Flutter looked at him in astonishment. “Catch the Fanny? Bless you, sir, a man with one leg could do that! She’s a bulk carrier, not a streaker! Even going all night she won’t have got much past Fender’s Bend by now. There are bends all the way, you see? I reckon you never get more than half a mile without a bend! And it’s full of rocks, too. Seriously, you have to zigzag so much on Old Treachery that you’re often crossing your own wake.”
Vimes nodded at this. “One last thing, Ted. Remind me again…What exactly does Mr. Stratford look like?”
“Oh, you know the typ
e, sir, sort of average. Dunno how old he is. Maybe twenty-five. Maybe twenty. Sort of mousy hair. No scars that show, amazingly.” Ted looked embarrassed at this paucity of information and shrugged. “Sort of average height, sir.” He scrabbled for details and gave up. “To tell you the truth, he sort of looks like everyone else, sir, that is until he gets angry”—Ted’s face lit up—“and that, sir, is when he looks like Stratford.”
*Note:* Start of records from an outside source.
PR #1929, opened 2023-03-28
fix: unable to compile on windows when compile on non-system drive

MarkMcCulloh:

### DIFF
--- a/apps/wing/src/commands/compile.ts
+++ b/apps/wing/src/commands/compile.ts
@@ -1,6 +1,6 @@
 import * as vm from "vm";
 
-import { mkdir, readFile, mkdtemp, rename, rm } from "fs/promises";
+import { mkdir, readFile, mkdtemp, rename, rm, copyFile } from "fs/promises";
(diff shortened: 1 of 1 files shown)


Chriscbr (approved):

apps/wing/src/commands/compile.ts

Willikins was sitting on the bench under the chestnut tree with his hands resting peacefully on his knees. He was good at it. He had a talent for resting that had escaped Vimes. It must be a servant thing, Vimes thought: if you don’t have anything to do, don’t do anything. And right now he could do with a rest. Maybe evidence was going downstream even as he stood there, but by the sound of it at a speed that could almost be overtaken on foot. Regrettably Sybil was right. At his age you had to be sensible. You sometimes had to catch your breath, while you still had some. He sat down beside the man, and said, “An interesting day, Willikins.”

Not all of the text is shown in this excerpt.